Structuring flexibility: the potential good, bad and ugly in standardisation of handovers

  1. E S Patterson
  1. E S Patterson, Getting at Patient Safety (GAPS) Center, Veterans Administration, Institute for Ergonomics, Ohio State University, Columbus, Ohio, USA; patterson.150{at}osu.edu

    Few strategies routinely used during shift change handovers in high-reliability organisations (HROs) are used in healthcare.1 The findings from the paper in this issue by Borowitz et al2 (see page 6) add to the growing empirical evidence that patient handovers in all healthcare settings are highly variable in content and process. Similar to other highly respected healthcare researchers, the authors recommend reducing this variability, in this case by standardising sign-out protocols. However, similar to other human factors researchers, I am concerned about the potential unintended consequences from this well-intentioned approach.

    A natural experiment is already underway in the USA to standardise patient handovers. This experiment will likely be shaped by these repeating patterns from human factors research in complex socio-technical settings:

    • all decisions require making trade-offs on competing goals;

    • imposing a simple standard on a complex process does not result in simplicity;

    • local actors must tailor a distant supervisor’s plan to the context;

    • people adapt procedures over time in response to feedback;

    • communication is not a (macrocognitive) function, but rather a means to achieve multiple functions in necessarily distributed work;

    • high-performing teams communicate less and more proactively (more push than pull) than low performing teams.

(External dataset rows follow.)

PR #10305, opened 2026-06-11
feat(task): add os/arch-specific task overrides via [tasks.name.<platform>]

esteve:
This PR adds support for specifying platform-specific tasks and deprecates:

```toml
[tasks.my_task]
run_windows = '<my command>'
```

` in favor of:

```toml
[tasks.my_task.windows]
run = '<my command>'
```

os/arch combos can also be specified as tasks:

```toml
[task.my_task]
run = '<my general command>'

[tasks.my_task."linux/arm64"]
run = '<my arm64-specific command only for Linux>'
```

Windows-specific tasks use https://mise.jdx.dev/configuration/settings.html#windows_default_inline_shell_args by default, but it can be overridden as well. Only `run` and `shell` can be overridden in platform-specific tasks to keep them simple and functionally equivalent to the current task configuration system.

## Release Notes

* **New Features**
  * Added support for platform-specific task configuration using dot-syntax subtables (e.g., `[tasks.name.linux]`). Platform overrides follow a precedence order: most-specific match (`<os>/<arch>`) wins, followed by OS-level (`<os>`), then base configuration.

* **Documentation**
  * Updated task configuration documentation to reflect new platform-specific syntax and deprecation of `run_windows` in favor of platform subtables.

* **Deprecations**
  * `run_windows` is now deprecated; use `[tasks.<name>.windows]` instead.

### DIFF
--- a/docs/tasks/task-configuration.md
+++ b/docs/tasks/task-configuration.md
@@ -37,17 +37,52 @@ run = "echo hello"
 run = ["echo hello"]
 ```
 
-### `run_windows`
+### Platform-specific overrides
 
-- **Type**: `string | (string | { task: string, args?: string[], env?: { [key]: string } } | { tasks: string[] })[]`
+You can define OS-specific or platform-specific variants of `run` and `shell` using
+dot-syntax sub-tables. If a matching platform override exists it takes precedence;
+the base `run` value is the fallback for all unmatched platforms.
 
-Windows-specific variant of `run` supporting the same structured syntax:
+**Platform keys**: `linux`, `macos`, `windows`, or `<os>/<arch>` (e.g. `linux/x64`,
+`linux/arm64`, `macos/x64`, `macos/arm64`, `windows/x64`, `windows/arm64`).
+Task platform matching uses the host OS/architecture, not `MISE_OS`/`MISE_ARCH`
+overrides used for tool binary selection.
+
+**Matching order** (most specific wins, evaluated independently for `run` and
+`shell`):
+
+1. `<os>/<arch>` — exact platform (e.g. `linux/x64`)
+2. `<os>` — all architectures on that OS (e.g. `linux`, `macos`)
+3. Base `run` — everything else
 
 ```mise-toml
 [tasks.build]
 run = "cargo build"
-run_windows = "cargo build --features windows"
+
+[tasks.build.linux]
+run = "cargo build --release"
+
+[tasks.build."linux/x64"]
+run = "cargo build --target x86_64-unknown-linux-gnu"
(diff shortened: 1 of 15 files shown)


jdx:
Not a fan sorry

esteve:
@jdx that's fair, is it because of the implementation itself or the idea of having separate platform-specific tasks? This is the only thing missing from Pixi regarding task running that's preventing us from using mise as a task runner. If there's any other way to do it without changing the code, I'd appreciate any advice. Thanks.

jdx:
I would use MISE_ENV

esteve:
> I would use MISE_ENV

I could be mistaken, but a priori doesn't seem to cover the use case I described. Anyway, I'll look more into it and hopefully I can make it work, thanks for replying.

jdx:
it does, I've done this before. You just set it to MISE_ENV=windows and put the tasks for windows in mise.windows.toml

esteve:
> it does, I've done this before. You just set it to MISE_ENV=windows and put the tasks for windows in mise.windows.toml

Thanks, it's in the direction of what I wanted to do, but not exactly. My goal is to make it more automatic and detect the platform where mise is running to run different commands. However, I think a combination of https://mise.jdx.dev/configuration/environments.html#templates-in-miserc-toml, and `arch()` and `os()` in a Tera template might work. If I can make it work, I'm hopeful I can submit an example to the documentation or update this PR. Anyway, thanks for the guidance, much appreciated.

esteve:
Managed to do something that's more or less what I wanted with the following:

`mise.toml`:

```toml
[task_config]
includes = [
  "mise_tasks.{{ os() }}_{{ arch() }}.toml"
]

[tasks.foo]
run = "echo hello!"
depends = ["bar"]
```

`mise_tasks.linux_arm64.toml`:
```toml
[bar]
run = "echo hello from platform-specific task - linux/arm64"
```

`mise_tasks.linux_x64.toml`:
```toml
[bar]
run = "echo hello from platform-specific task - linux/x64"
```

There may still be some duplication with this approach that I  managed to avoid with the changes in this PR (e.g. I'd have to duplicate the description field), but not that big of a deal in the end.

esteve:
The following is in fact much simpler than https://github.com/jdx/mise/pull/10305#issuecomment-4684822751 :

```toml
[tasks.foo_linux_arm64]
hide = true
run = "echo hello from linux arm64"

[tasks.foo_linux_x64]
hide = true
run = "echo hello from linux x64"

[tasks.foo]
depends = ["foo_{{ os() }}_{{ arch() }}"]
```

    In the context of handover standardisation for patient care, this natural experiment is predicted to have positive impacts as well as negative, unintended consequences—in other words, the good, the bad, and the ugly.

    THE GOOD

    Communication is required to safely transfer responsibility and authority for patient care during a handover. Standardisation reduces the cost of communication because:

    • the “rules” for interaction …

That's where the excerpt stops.